I’ve had Malwarebytes catch a couple of things over the years on mine and client machines.
In general, the few and far between infections I’ve seen have been browser-based JavaScript attacks where they take over the screen and frighten you into calling a number for help and then chaos ensues if you take the bait. Multiple instances of this over the past 10 years.
As for low level, root kit-like attacks I can’t remember the last time I’ve seen one – maybe the early 2000s?
Dave
If you were to have a poll I would like for you to add questions that answer some of this. Obviously you would be able to word them better than me.
• Have you had an infection of any kind ever? Since maybe 2000?
• Have you had an infection in the last year? (2 years?)
• How did it arrive in your computer? Web, software installer, other?
• What did it do? A question to be answered in the discussion maybe?
As a sysadmin back in the 1990s we had a jpg-eating virus that could have been a big thing since all our production at the printing plant was based on jpg. However, as far as I remember, it was isolated to one or two Macs.
On a test Mac back in 2012 or 2013, where I downloaded software for testing and distribution, I got malware when installing a new version of FileZilla. The malware replaced Google as the search platform. I found a way to get FileZilla upgrades without the malware.
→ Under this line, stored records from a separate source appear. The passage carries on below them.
PR #514, opened 2023-06-27
Add BoosterServer to pyk and re-organise bug_report.tar

goodlyrottenapple:
In order to collect all the necessary files needed for running the new `kore-rpc-booster` when using the bug report flag, pyk needs to be aware of the llvm_definition folder when launching the booser, in order to include it in `bug_report.tar`.

This PR also re-organises the bug report tar in the following way:
image

server_instance.json:
```json
{"exe": "kore-rpc-booster", "module": "FOUNDRY-MAIN", "extra_args": ["--llvm-backend-library", "out/kompiled-llvm/interpreter.dylib", "--smt-timeout", "125", "--smt-retry-limit", "4"]}
```

server_version.txt (produced by `kore-rpc{-booster} --version`):
```
hs-backend-booster version:
  revision:	UNKNOWN
  branch:	UNKNOWN
  last commit:	UNKNOWN
```

when the llvm_definiton folder is supplied, we copy `definition.kore` and the `dt/` folder into the tar file, as we need those to build the shared lib when processing the bug report

we also only copy the definition.kore from the haskell kompiled folder, as that's the only other file we need...


src/pyk/ktool/kprint.py
```diff
@@ -176,6 +176,7 @@ def _build_arg_list(
 
 class KPrint:
     definition_dir: Path
+    llvm_definition_dir: Path | None
```
tothtamas28, line 179: `llvm_definition_dir` seems unrelated to the responsibility of the `KPrint` class. Why is this addition needed?

src/pyk/utils.py
```diff
@@ -511,3 +512,13 @@ def add_definition(self, defn_path: Path) -> None:
...
+
+
+class Kernel(Enum):
+    LINUX = 'Linux'
+    DARWIN = 'Darwin'
+
+    @staticmethod
+    def get() -> Kernel:
+        uname = run_process(('uname', '-s'), pipe_stderr=True, logger=_LOGGER).stdout.strip()
+        return Kernel(uname)
```
tothtamas28, line 524: It would be nice to cache the result.

src/pyk/ktool/kprint.py
goodlyrottenapple: Hmm we could pass it directly into KCFG explore I guess? but I included it in KPrint because that's where the code that emits the definition into the bug report for the `definition_dir` lives:

https://github.com/runtimeverification/pyk/blob/6cbf94f969dd2b7044d188e3abec3a1678abd953/src/pyk/ktool/kprint.py#L216-L217

goodlyrottenapple: based on the data in that class, would renaming to something like `KDefinitionSources` not be appropriate?

src/pyk/utils.py
goodlyrottenapple: I'm afraid I don't know enough about python to do that... can you combine `@cached_property` with `@staticmethod`??

tothtamas28: > can you combine `@cached_property` with `@staticmethod`

Probably not, but you can do a custom implementation:

```python3
from typing import ClassVar

class C:
    c: ClassVar[int | None] = None

    @classmethod
    def get_c(cls) -> int:
        if cls.c is None:
            print('Setting c')
            cls.c = 1
        return cls.c
```

src/pyk/ktool/kprint.py
tothtamas28: > Hmm we could pass it directly into KCFG explore I guess

Yes, that's the ideal solution I think.

> based on the data in that class, would renaming to something like `KDefinitionSources`/`KDefinitionData` not be appropriate?

This class probably has grown too big with time, but it's original responsibility is to do format conversions over a single definition.

src/pyk/utils.py
```diff
@@ -506,8 +507,16 @@ def _remap_arg(_a: str) -> str:
...
+
+class Kernel(Enum):
+    LINUX = 'Linux'
+    DARWIN = 'Darwin'
+
+    cached: ClassVar[Kernel | None] = None
+
+    @classmethod
+    def get(cls) -> Kernel:
+        if cls.cached is None:
```
tothtamas28, line 519:
```suggestion
        if not cls.cached:
```

src/pyk/kore/rpc.py
```diff
@@ -687,11 +689,25 @@ def __init__(
...
+
+            version_info = run_process((command[0], '--version'), pipe_stderr=True, logger=_LOGGER).stdout.strip()
+            bug_report.add_file_contents(version_info, Path('server_version.txt'))
+            server_instance = {
+                'exe': command[0],
+                'module': module_name,
+                'extra_args': command[1:] + smt_server_args + haskell_log_args,
+            }
+            bug_report.add_file_contents(json.dumps(server_instance), Path('server_instance.json'))
+
```
tothtamas28, line 708: Consider extracting a private static method.

src/pyk/kore/rpc.py
```diff
@@ -736,3 +752,63 @@ def close(self) -> None:
         self._proc.send_signal(SIGINT)
         self._proc.wait()
         _LOGGER.info(f'KoreServer stopped: {self.host}:{self.port}, pid={self.pid}')
+
+
+class BoosterServer(KoreServer):
```
tothtamas28, line 757: Please add a few tests that exercise this class.

src/pyk/utils.py
jberthold: Tried this, but ... 
```
poetry run mypy src
src/pyk/utils.py:521: error: Cannot assign to final attribute "cached"  [misc]
Found 1 error in 1 file (checked 152 source files)
make: *** [Makefile:74: check-mypy] Error 1
```

src/pyk/kore/rpc.py
jberthold: Sorry... I am a bit lost on this one - how is the server set up for the tests in `src/test/integration`? I could not find any use of `KoreServer` in there except in two unit test modules.
Could we postpone this or you give me some pointers? I would just want to run some/all integration tests against booster.

src/pyk/utils.py
jberthold: Well... that error was actually a good hint. The assignment to class variable `cached` did not work at all (seems it is implicitly `final` as a `ClassVar`). I am now running `uname -s` and assigning the final value when initialising.

tothtamas28: I think the problem is not with `ClassVar`, but that

```python3
cached = ...
```

is interpreted as an enum item definition.

> I am now running `uname -s` and assigning the final value when initialising.

I'd like to avoid that, because this code will run when `pyk.utils` is imported for the first time.

This works:

```python3
class Kernel(Enum):
    LINUX = 'Linux'
    DARWIN = 'Darwin'

    _cached: ClassVar[Kernel]

    @classmethod
    def get(cls) -> Kernel:
        if not hasattr(cls, '_cached'):
            uname = run_process(('uname', '-s'), pipe_stderr=True, logger=_LOGGER).stdout.strip()
            cls._cached = Kernel(uname)
        return cls._cached
```

src/pyk/kore/rpc.py
tothtamas28: There is this class:
https://github.com/runtimeverification/pyk/blob/d1492aecd4f3dc805e1582739592f55eac95ca8f/src/pyk/testing/_kompiler.py#L138

It defines a fixture that starts a `KoreServer` and provides a client for it.

src/pyk/utils.py
```diff
@@ -506,8 +507,13 @@ def _remap_arg(_a: str) -> str:
...
+
+class Kernel(Enum):
+    LINUX = 'Linux'
+    DARWIN = 'Darwin'
+
+    cached: ClassVar[Kernel] = run_process(('uname', '-s'), pipe_stderr=True, logger=_LOGGER).stdout.strip()
+
+    @classmethod
+    def get(cls) -> Kernel:
+        return cls.cached
```
jberthold, line 519:
```suggestion
    _cached: ClassVar[Kernel]

    @classmethod
    def get(cls) -> Kernel:
        if not hasattr(cls, '_cached'):
            uname = run_process(('uname', '-s'), pipe_stderr=True, logger=_LOGGER).stdout.strip()
            cls._cached = Kernel(uname)
        return cls._cached
```

src/pyk/kore/rpc.py
jberthold: I added some tests (running the test cases for `execute`, minus the `branching` case where the `next-states` in the response have a different order).

src/pyk/kore/rpc.py
```diff
@@ -687,18 +689,43 @@ def __init__(
...
         self._host, self._port = self._get_host_and_port(self._pid)
         if port:
             assert self.port == port
         _LOGGER.info(f'KoreServer started: {self.host}:{self.port}, pid={self.pid}')
 
+    @staticmethod
+    def gather_server_report(
+        module_name: str,
+        command: list[str],
+        bug_report: BugReport,
```
tothtamas28, line 714:
```suggestion
    def _gather_server_report(
        bug_report: BugReport,
        module_name: str,
        command: list[str],
```

tothtamas28: Consider passing `command: str` and `extra_args: list[str]` directly.

src/tests/integration/kore/test_kore_client.py
```diff
@@ -211,6 +211,35 @@ def state(n: int) -> State:
...
+        self,
+        booster_client: KoreClient,
+        test_id: str,
+        n: int,
+        params: Mapping[str, Any],
+        expected: ExecuteResult,
+    ) -> None:
+        if test_id == 'branching':
+            # order of next-states array differs in booster
+            pytest.skip()
```
tothtamas28, line 234: Would comparing as a set work?

src/pyk/testing/_kompiler.py
```diff
@@ -150,6 +163,21 @@ def kore_client(self, definition_dir: Path, bug_report: BugReport) -> Iterator[K
         server.close()
 
 
+class BoosterClientTest(KompiledTest, LlvmLibKompiledTest):
```
tothtamas28, line 166: Consider defining this class without subclassing. It's more verbose, but also more  symmetric in naming:

```python3
class BoosterTest:
    MAIN_FILE: ClassVar[str | Path]
    MODULE_NAME: ClassVar[str]
    HASKELL_ARGS: ClassVar[Mapping[str, Any]] = {}
    LLVM_ARGS: ClassVar[Mapping[str, Any]] = {}

    @pytest.fixture(scope='class')
    def haskell_dir(self, kompile: Kompiler) -> Path:
        ...

    @pytest.fixture(scope='class')
    def llvm_dir(self, kompile: Kompiler) -> Path:
        ...

    @pytest.fixture
    def booster_client(self, haskell_dir: Path, llvm_dir: Path, bug_report: BugReport) -> Iterator[KoreClient]:
        ...
```

tothtamas28: You can also probably extract `BugReport` from `KompiledTest`.

jberthold: I thought the double inheritance reflects very nicely the fact that we need two compilations... if I inherit only from `KompiledTest` (for `bug_report`) we lose this aspect, and if I don't inherit I need to duplicate the `bug_report` code. :shrug:

tothtamas28: > if I don't inherit I need to duplicate the `bug_report` code

You don't if you do this:

> You can also probably extract `BugReport` from `KompiledTest`.

> the double inheritance reflects very nicely the fact that we need two compilations

That's true, but when implementing a test, which set of attributes would you rather fill out? This:

```
MAIN_FILE
MODULE_NAME
```

or this:

```
KOMPILE_MAIN_FILE
KORE_MODULE_NAME
LLVM_LIB_MAIN_FILE  # same as KOMPILE_MAIN_FILE
```

src/tests/integration/kore/test_kore_client.py
jberthold: Of course... just need to find out how to convert the `tuple` to a `set` and whether that exists in python base... :book:

tothtamas28: `set` takes an `Iterable`:

```python3
>>> set((1, 2, 3, 1, 2))
{1, 2, 3}
```

jberthold: yeah, just that we have an _optional_ set. A bit ugly but I just pushed the change

src/pyk/testing/_kompiler.py
jberthold: IDK what you mean by 
> you can also probably extract `BugReport` from `KompiledTest`

tothtamas28: Right, sorry for the confusion. I mean lift it from the class scope, and make in a global fixture (in `plugin.py`).

At some point we'll probably introduce a command line argument to control whether it returns `None` or a `BugReport`.

jberthold: If you insist on the non-inheritance I will just make it `None` for now to get this in.

tothtamas28: Works for me.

I am not using any antivirus software.
If you’re running anti-virus software then the question would be if you have evidence that it is stopping an infection. I know mine has, it is in the log.
Not a direct response to what we use, but could contribute to thinking on need.
I’ve occasionally been harrassed by this nonsense. Most of the time, my ad-blocking software blocks those scripts, which typiclaly get distributed either via ad networks or by domain squatters (who register expired domains to hijack old URLs) and typo-squatters…
Incidentally, I just discovered that Apple has registered aple.com and appl.com. They redirect to apple.com. I assume this was done to prevent the most common typosquatting.
I would have to say “Never”. I don’t run any kind of background scanner on my Mac (beyond whatever Apple pre-installs), and my work computer (running Windows) has the company’s security suite (currently ZScaler and Crowdstrike).
The only time I ever got a malware infection was back in the late 90’s. I had a laptop running Windows 95. I got the infection from Microsoft’s own server. The installation of McAfee detected it, but didn’t seem to be able to block or remove it. I wiped the hard drive, performed a clean reinstall of Windows from CDs. installed McAfee, which scanned everything clean. Then I went to Windows Update, and immediately got infected again.
When I reported it to Microsoft, they replied with a BS answer that their servers are perfectly clean and I must have gotten infected from someone else. Which is about when I wrote off Microsoft corporation as a useless gang of idiots. I still stand by that opinion today (along with lots more companies, who have proven themselves to be incompetent in all kinds of different ways).
Yet just about every casual Macintosh user that I’ve met thinks that it is.
By the way, I, personally have the full commercial version of VirusBarrier installed. I settled on VirusBarrier because it consistently wins all of the believable anti-virus shootouts that I’ve seen published. I’ve been using it for about 20 years. I use AV software, not because I think that I need it (I don’t think that I need it), but because my work requires it. In all that time, my AV software has never flagged anything that I actually needed to be protected from. It has picked up the odd Windows virus email attachment (those are easy to just spot and trash, they don’t run on the Mac.), it has warned me about phishing scams (those seem to always be easy to spot myself), etc. But at least it has never slowed down my Mac.
I just want to say, to make sure that nobody interprets my comments incorrectly, that I haven’t ever recommended MWB as a sole line of defense and I haven’t ever regarded it as a comprehensive security solution. There are, of course, people who view MWB differently than I do and use it differently than I do. But I’m not a proponent of not having a multifaceted security plan if one has sensitive or irreplaceable data to protect.
Intego NetBarrier and VirusBarrier.
BlockBlock is bearable and meaningful esp. for laptops. This is just pre-emotive though and not by itself finding or stopping any virus.
What I was trying to say about spam filters and virus protection was if some malware is propagated via email (including attachments) that could be blocked by a spam filter. I have a hazy recollection that some early malware was carried by attachments, but can’t remember any details.
I want to mention VirusTotal as a good tool for security. If you receive something suspicious, including files and anything with a URL, you can upload it to VT and get results spanning almost 100 different file scanners and blocklists.
FWIW, for prevention, there’s a suite of donationware products at https://objective-see.org/ including LuLu, Do Not Disturb, KnockKnock, ReiKey, BlockBlock, RandomWhere, and OverSight, which I strongly recommend.
You inspired me to look at ClamXav, which is now $30/year… so I am downloading clamav for Mac, which is open source.